Our tools primarily came from strategic foresight and innovation strategy—supplemented by systems thinking tools, like Business Model Mapping.

This project is an example of Wicked Design. We set an intent for our project, researched signals, and understood our stakeholders. We synthesized our findings into trends and used tools like causal layered analysis and backcasting to frame potential futures. We distilled those frames into four distinct scenarios—to locate opportunities and risks for organizations operating today.

We created a designed future—built to describe the different paths the future of personalized healthcare could take. Finally, we scaled our work by crafting a dossier that communicates our findings so others may learn and continue the journey.

Spread the Word and Take Action

As Hans Rosling notes in, “Factfulness,” the five most pressing global concerns are the risks of a global pandemic, financial collapse, world war, climate change, and extreme poverty.

These problems are wicked—and it’s the consequences of the decisions nations, organizations and we make that create them. We must address these problems to create a shared future worth living, and we must do it now.

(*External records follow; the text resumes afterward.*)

Issue #3862, opened 2020-05-29
Group membership confirmation does not work from email


dtarb:
If a user requests to join a group, an email is sent to users that looks like
```
Dear David
User X has requested to join your HydroShare group (CUAHSI JupyterHub).
Click here to find information about the requesting user.
Click on the link below to accept this request.
https://www.hydroshare.org/hsapi/_internal/group_membership/5gv-d7c93829c83d5bca7366/2/1947/?next=/
The HydroShare Team
```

Wicked Design was created to grapple with the challenges we’re facing—from creating shallow solutions to failing to address our problems underlying complexity. Such as when consumer goods companies try addressing extreme poverty by providing inexpensive consumer items.

Dealing with wickedness is on the edge of impossible. It requires each of us to honestly address the complexity of our problems—to create shared value rather than giving in to greed or short-term thinking. Collective learning is our knack preserving information and passing it onto others. I hope this article has helped demonstrate that. Thank you for reading!